2019 AUPN Fall Chairs Session: Philanthropy: Lessons Learned
Our Neurology Departments are increasingly dependent on alternative sources of revenue to support research, education and other “unfunded missions.” For many, philanthropy plays an increasingly important role in providing such support. This session will tap the collective wisdom of department chairs who have been successful in obtaining support for their programs through private or public donations. This session will take a "data blitz" approach to address a variety of questions. How do you identify patients who might have the resources to give to your department? How have you approached donors, and what strategies do you find successful? Do you have “war stories” of what has or has not worked? How do you use philanthropic contributions to subsidize your clinical, education or research programs? Do you find that your foundation officers are helpful or do they poach prospective donors for other projects?

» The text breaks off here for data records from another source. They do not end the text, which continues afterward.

PR #1911, opened 2026-05-21
test: add TableRef parser/serde coverage slice

liangtovi-debug:
/claim #560

## Summary
- add dedicated tests for `TableRef::new` with and without schema
- add parser helper coverage for `from_strs` and `TryFrom<&str>` success/error paths
- add serde round-trip and invalid input coverage for `TableRef`
- wire `table_ref_test` into `base/database/mod.rs`

## Validation
- attempted: `cargo test -p proof-of-sql table_ref_ -- --nocapture`
- blocked in this macOS environment by upstream build constraints: `blitzar-sys` requires Linux and `halo2curves` asm gate requires x86_64
- attempted fallback: `cargo test -p proof-of-sql --no-default-features table_ref_ -- --nocapture`
- fallback build also fails due unrelated upstream no-std test compile errors across many files

This PR is intentionally a small non-overlapping test-only coverage slice for bounty issue #560.

PR #1967, opened 2026-05-22
test: cover table reference parsing and serde

JacKane21:
/claim #560

## Scope

Adds a small, test-only coverage slice for `base::database::table_ref`.

Covered behavior:
- `TableRef::new` with and without schema names
- `TableRef::from_idents`
- one-part and two-part parsing via `TryFrom<&str>`, `FromStr`, and `from_strs`
- invalid references with too many components
- `Display` output
- serde string round-trip and invalid serde input

## Validation

- `cargo test -p proof-of-sql --no-default-features --features test table_ref::tests -- --nocapture` -> 4 passed
- `cargo fmt --check`
- `git diff --check`

### DIFF
--- a/crates/proof-of-sql/src/base/database/table_ref.rs
+++ b/crates/proof-of-sql/src/base/database/table_ref.rs
@@ -142,3 +142,84 @@ impl<'d> Deserialize<'d> for TableRef {
         TableRef::from_str(&string).map_err(serde::de::Error::custom)
     }
 }
+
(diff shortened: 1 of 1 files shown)


JacKane21:
Closing this because I found an earlier overlapping TableRef coverage slice (#1911) after opening. I do not want to add duplicate noise to the coverage bounty; I will take a genuinely non-overlapping slice instead.

PR #1970, opened 2026-05-22
test: cover permutation comparator and errors

JacKane21:
/claim #560

## Scope
Adds a small, test-only coverage slice for `base::math::permutation`.

Covered behavior:
- `unchecked_new_from_cmp` orders indices using the supplied comparator
- stable Display output for duplicate-element invalid permutation errors
- stable Display output for permutation size mismatch errors

No production behavior changes, aside from making the existing dead-code lint expectation apply only outside test builds now that the comparator constructor is directly covered.

## Validation
- `cargo test -p proof-of-sql --no-default-features --features test base::math::permutation::test -- --nocapture` -> 5 passed
- `cargo fmt --check`
- `git diff --check`


JacKane21:

PR #1971, opened 2026-05-22
test: cover varint decode edge cases

JacKane21:
/claim #560

## Scope
Adds a small, test-only coverage slice for `base::encode::varint_trait`.

Covered behavior:
- bool varint decoding rejects non-boolean values
- narrow integer decoding rejects overflow values
- `u64` decoding rejects incomplete and overwide varints
- `u128` decoding rejects encoded values that require the high `U256` limb
- large `u128`/`i128` values round-trip through varint encoding

## Validation
- `cargo test -p proof-of-sql --no-default-features --features test base::encode::varint_trait::tests -- --nocapture` -> 5 passed
- `cargo fmt --check`
- `git diff --check`


JacKane21:

PR #1977, opened 2026-05-22
test: cover decimal division edge cases

JacKane21:
## Summary
- add focused coverage for decimal division by zero returning `ColumnOperationError::DivisionByZero`
- add coverage for decimal division where the internal applied scale is negative

/claim #560

## Validation
- `cargo test -p proof-of-sql --no-default-features --features test slice_decimal_operation -- --nocapture`
- `cargo fmt --check`
- `git diff --check`


JacKane21:

PR #1983, opened 2026-05-22
test: cover timestamp scale casts

JacKane21:
## Summary
- Adds coverage for `scale_cast_binary_op` when the left timestamp needs to be cast to the right timestamp type.
- Adds coverage for the symmetric right-side timestamp cast branch.
- Keeps the change test-only and scoped to `sql::scale`.

/claim #560

## Validation
- `cargo test -p proof-of-sql --no-default-features --features test sql::scale::tests -- --nocapture` -> 7 passed
- `git diff --check`


JacKane21:

PR #1994, opened 2026-05-23
Add FixedSizeBinary support

SkyForThinking:
## Summary
- add `FixedSizeBinary` support across Arrow conversion, owned/borrowed columns, committable columns, query operations, and provable result handling
- make fixed-size binary commitment/inner-product paths use the fixed-size scalar embedding instead of varbinary hashing
- validate decoded fixed-size binary result lengths against the declared byte width

## Notes
- `ColumnType::FixedSizeBinary(_)::byte_size()` now reports the 32-byte scalar-limb representation used by commitments, matching `[u64; 4]` packing rather than the logical Arrow byte width
- `FixedSizeBinary` metadata/bounds are treated like other unordered binary/string-like columns

## Testing
- `cargo fmt --check`
- `cargo check -p proof-of-sql --lib --no-default-features`
- `cargo test -p proof-of-sql --lib --no-default-features --features arrow,test fixed_size_binary -- --nocapture`
- `cargo test -p proof-of-sql --lib --no-default-features --features arrow,test column_commitment_metadata -- --nocapture`
- `cargo test -p proof-of-sql --lib --no-default-features --features arrow,test base::arrow -- --nocapture`

Also attempted broader `cargo test -p proof-of-sql --lib --no-default-features --features arrow,test`; it progressed through the suite but timed out locally after 600s on macOS before a final summary.

### DIFF
--- a/crates/proof-of-sql/src/base/arrow/arrow_array_to_column_conversion.rs
+++ b/crates/proof-of-sql/src/base/arrow/arrow_array_to_column_conversion.rs
@@ -7,9 +7,10 @@ use crate::base::{
 };
 use arrow::{
     array::{
-        Array, ArrayRef, BooleanArray, Decimal128Array, Decimal256Array, Int16Array, Int32Array,
-        Int64Array, Int8Array, LargeBinaryArray, StringArray, TimestampMicrosecondArray,
-        TimestampMillisecondArray, TimestampNanosecondArray, TimestampSecondArray, UInt8Array,
+        Array, ArrayRef, BooleanArray, Decimal128Array, Decimal256Array, FixedSizeBinaryArray,
+        Int16Array, Int32Array, Int64Array, Int8Array, LargeBinaryArray, StringArray,
+        TimestampMicrosecondArray, TimestampMillisecondArray, TimestampNanosecondArray,
+        TimestampSecondArray, UInt8Array,
     },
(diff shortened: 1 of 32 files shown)


SkyForThinking:
One implementation detail I wanted to call out: I intentionally kept FixedSizeBinary separate from VarBinary in the scalar embedding paths.

VarBinary uses the hash-based byte embedding, while FixedSizeBinary is treated more like fixed-width scalar-backed data elsewhere. Reusing the VarBinary path there would make the inner-product / commitment behavior inconsistent, so this PR uses the fixed-size byte embedding for FixedSizeBinary instead.

I also added width checks when decoding FixedSizeBinary query results, so FixedSizeBinary(n) fails if the decoded value is not exactly n bytes.

Local checks run:

- cargo fmt --check
- cargo check -p proof-of-sql --lib --no-default-features
- cargo test -p proof-of-sql --lib --no-default-features --features arrow,test fixed_size_binary -- --nocapture
- cargo test -p proof-of-sql --lib --no-default-features --features arrow,test column_commitment_metadata -- --nocapture
- cargo test -p proof-of-sql --lib --no-default-features --features arrow,test base::arrow -- --nocapture

I also tried the broader no-default-features arrow/test lib suite, but it hit my 600s local timeout on macOS before finishing.

JayWhite2357:

PR #2004, opened 2026-05-23
test: cover standard binary deserialization edges

JJ-Lin:
## Summary
- add coverage that standard binary deserialization reports the consumed byte count when trailing data is present
- add coverage that truncated serialized payloads return a decode error

/claim #560

## Test plan
- cargo fmt --check
- cargo test -p proof-of-sql --no-default-features --features test standard_serializations::binary::tests --lib
- git diff --check

Note: running the focused test without `--features test` fails in this crate because the lib test target compiles no-std test modules that require the repository test feature.

### DIFF
--- a/crates/proof-of-sql/src/base/standard_serializations/binary.rs
+++ b/crates/proof-of-sql/src/base/standard_serializations/binary.rs
@@ -51,4 +51,37 @@ mod tests {
         let reserialized = try_standard_binary_serialization(deserialized).unwrap();
         assert_eq!(serialized, reserialized);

2018 AUPN Fall Chairs Session: Creating a Culture within your Neurology Department
The job of running an academic department has been compared to herding cats; faculty members have their own individual strengths and weaknesses, goals and needs, and if left alone tend to pursue their own interests with little regard for the overall goals of the department chair or the institution. Departmental goals may include high levels of clinical performance, improved research grant and publication productivity, outstanding educational achievement and improved financial performance. Aligning faculty and department goals to ensure consistently high level of performance across these missions can be challenging, particularly since large institutions may be inflexible and resources limited. How does a department chair create a culture of high performance, career satisfaction and engagement in which faculty members see their contributions to each of these missions as vital and important? How do you maintain this culture despite declining clinical reimbursements, lower grant funding rates, and increased educational expectations? What does it take to create a culture of excellence? Dr. Robin Brey will present her approach to creating culture in a large urban medical center, and Dr. Gregory Holmes will discuss the challenges posed within a smaller rural department. For those new to these concepts or who want to know more, see the recommended reading below which presents a nice synthesis of critical concepts as well as specific strategies for group leaders.
2017 AUPN Fall Chairs Session: Politics for Neurology Chairs
With the seismic shift in political alignment brought about by the 2016 federal election, the fates of the Affordable Care Act, Medicare and other major systems supporting healthcare are in question. When is it appropriate (and when inappropriate) for Chairs to be politically active and lobby for what academic neurology needs to meet its missions and goals? How do the goals for academic neurology differ from those for private practice neurologists? What are the most effective means to inform our legislators, executive branch, and the public of our perspective and needs? How do we prioritize those needs (more GME slots, better reimbursement for cognitive specialties, more funding for research)? What can/should we as chairs do to promote a new plan for healthcare that accounts for the challenges faced by academic medical centers in general and neurology in particular?